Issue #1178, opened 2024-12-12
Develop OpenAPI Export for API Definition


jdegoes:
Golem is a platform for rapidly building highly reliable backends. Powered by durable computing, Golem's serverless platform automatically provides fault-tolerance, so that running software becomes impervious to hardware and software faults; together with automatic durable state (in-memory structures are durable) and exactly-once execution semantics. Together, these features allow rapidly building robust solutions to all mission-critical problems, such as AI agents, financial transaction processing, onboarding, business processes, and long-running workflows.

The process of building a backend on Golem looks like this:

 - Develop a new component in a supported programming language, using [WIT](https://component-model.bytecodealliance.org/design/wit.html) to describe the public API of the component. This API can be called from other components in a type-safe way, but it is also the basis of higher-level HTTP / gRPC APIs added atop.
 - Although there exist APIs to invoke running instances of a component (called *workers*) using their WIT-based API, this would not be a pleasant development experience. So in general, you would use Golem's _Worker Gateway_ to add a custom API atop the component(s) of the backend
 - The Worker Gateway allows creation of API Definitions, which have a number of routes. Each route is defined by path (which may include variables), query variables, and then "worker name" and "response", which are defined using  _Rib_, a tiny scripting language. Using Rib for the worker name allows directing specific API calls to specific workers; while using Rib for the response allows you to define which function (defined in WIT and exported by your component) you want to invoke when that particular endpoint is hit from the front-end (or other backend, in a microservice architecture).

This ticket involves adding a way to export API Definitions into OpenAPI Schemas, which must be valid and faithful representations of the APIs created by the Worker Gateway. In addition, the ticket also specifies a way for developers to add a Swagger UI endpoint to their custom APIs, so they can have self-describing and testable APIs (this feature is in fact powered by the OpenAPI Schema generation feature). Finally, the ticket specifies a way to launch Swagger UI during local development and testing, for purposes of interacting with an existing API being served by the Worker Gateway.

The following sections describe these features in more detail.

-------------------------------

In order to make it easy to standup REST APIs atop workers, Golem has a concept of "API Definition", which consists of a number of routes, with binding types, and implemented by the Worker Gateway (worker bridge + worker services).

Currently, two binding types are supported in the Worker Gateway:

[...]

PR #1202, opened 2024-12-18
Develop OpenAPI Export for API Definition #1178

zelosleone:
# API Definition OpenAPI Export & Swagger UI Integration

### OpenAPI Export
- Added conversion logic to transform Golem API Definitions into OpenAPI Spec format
________
What to produce = Filter the records above for the string "supported" and copy each matching line.

Solution for this task =
 - Develop a new component in a supported programming language, using [WIT](https://component-model.bytecodealliance.org/design/wit.html) to describe the public API of the component. This API can be called from other components in a type-safe way, but it is also the basis of higher-level HTTP / gRPC APIs added atop.
Currently, two binding types are supported in the Worker Gateway:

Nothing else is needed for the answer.